Alternatives Considered

Alternative 1: Single User Config File Only

Approach: Only support ~/.config/tnh-scholar/config.yaml, no workspace layer

Rejected because:

  • No project-specific configuration (breaks team workflows)
  • Can't version-control project settings
  • Forces all config into user directory (not reproducible)
  • Doesn't support multi-project isolation

Alternative 2: Environment Variables for Everything

Approach: Use TNH_* environment variables for all configuration

Rejected because:

  • Poor discoverability (hidden settings)
  • No structured validation (strings only)
  • Hard to manage complex nested config
  • No support for JSONC comments and IDE tooling

Alternative 3: Global Config Object Singleton

Approach: from tnh_scholar.config import CONFIG singleton

Rejected because:

  • Violates ADR-OS01 (no global state)
  • Hard to test (global mutable state)
  • No workspace isolation (one config per process)
  • Can't have different contexts in same process

Alternative 4: Per-Subsystem Config Files

Approach: Each subsystem manages its own config file separately

Rejected because:

  • Config fragmentation (genai.json, patterns.json, etc.)
  • No unified precedence rules
  • Duplicate discovery logic
  • Poor user experience (many files to manage)

Open Questions

  1. Config Format: Should we support YAML in addition to JSONC?
  2. Lean toward: JSONC only for ecosystem consistency (VS Code, ADR-A14)
  3. Revisit: If community strongly prefers YAML

  4. Secret Management: Should we integrate with OS keychains directly?

  5. V1: Environment variables only
  6. Future: Consider keyring library integration

  7. Config Validation: How strictly should we validate config files?

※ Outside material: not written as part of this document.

PR #27603, opened 2022-12-21
[FIX] Repeated WS emission on 'stream-apps' for each HA environments

tiagoevanp:

This is related to a performance issue regarding api calls in `command/added` action.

  8. Lean toward: Pydantic validation with clear error messages
  9. Trade-off: Strict validation vs. forward compatibility

  10. Workspace Marker Precedence: Should .tnh-scholar/ always win over .git/?

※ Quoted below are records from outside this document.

PR #27616, opened 2022-12-22
[FIX] Unable to use SigV4 with S3 Uploads

debdutdeb:
`putObject` requires a file-stream (Stream) when using SigV4; So, a passthrough stream object was causing the upload to fail.

This patch switches over to the upload method which handles the stream correctly.

## Issue(s)

[SUP-110](https://rocketchat.atlassian.net/browse/SUP-110)


debdutdeb:
**Do not merge**

PR #27619, opened 2022-12-22
chore: Update eslint-config package manifest

d-gubert:

Updated the `eslint-config` package manifest to include `dependencies` instead of `devDependencies` - this way, when the package is installed in another project, dependencies are installed along with it. The way it is currently on `develop`, you have to run `npm install` manually for all dependencies if you want to use the package

## Further comments

It might mess a bit with how `yarn` keeps things organized? Not sure if the impact is significant though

  11. Current proposal: Yes (explicit marker > implicit)
  12. Alternative: Make configurable

  13. Multi-Workspace Scenarios: How to handle monorepos with multiple projects?

  14. V1: Single workspace root per invocation
  15. Future: Nested workspace support if needed

  16. Schema Evolution: How to handle config schema upgrades?

  17. Lean toward: Schema version field + migration helpers
  18. Defer: Until we have v1 config schema stabilized

Implementation Plan

Phase 1: Core Context Infrastructure

  • Implement TNHContext class with discovery logic
  • Add workspace root discovery (upward walk algorithm)
  • Integrate platformdirs for OS-appropriate user config paths
  • Create JSONC config file loader
  • Unit tests for context discovery and layer precedence

Phase 2: Configuration Schema

  • Define Pydantic models for config schema
  • Create JSON Schema for VS Code IntelliSense
  • Implement ownership-based precedence resolver
  • Add config validation with clear error messages
  • Document config file format and available options

Phase 3: Subsystem Integration

  • Update GenAI Service to accept and use TNHContext
  • Refactor RegistryLoader to use context search paths
  • Update tnh-gen CLI to discover and inject context
  • Migrate pattern system from TNH_PATTERN_DIR environment variable to context
  • Remove legacy global constants incrementally (one subsystem at a time)

Phase 4: Documentation & Tooling

  • Write user guide for three-layer configuration model
  • Document workspace setup and .tnh-scholar/ structure
  • Create config file examples for common use cases
  • Add VS Code settings schema for .tnh-scholar/config.jsonc
  • Update ADRs referencing old configuration patterns

Phase 5: Testing & Validation

  • Integration tests for multi-layer precedence scenarios
  • Test workspace discovery edge cases (nested git repos, monorepos)
  • Validate secret isolation (never leaked into workspace config)
  • Performance testing for discovery overhead
  • End-to-end testing with sample research projects


As-Built Notes & Addendums

This section will be populated during implementation. Never edit the original Context/Decision/Consequences sections - always append addendums here.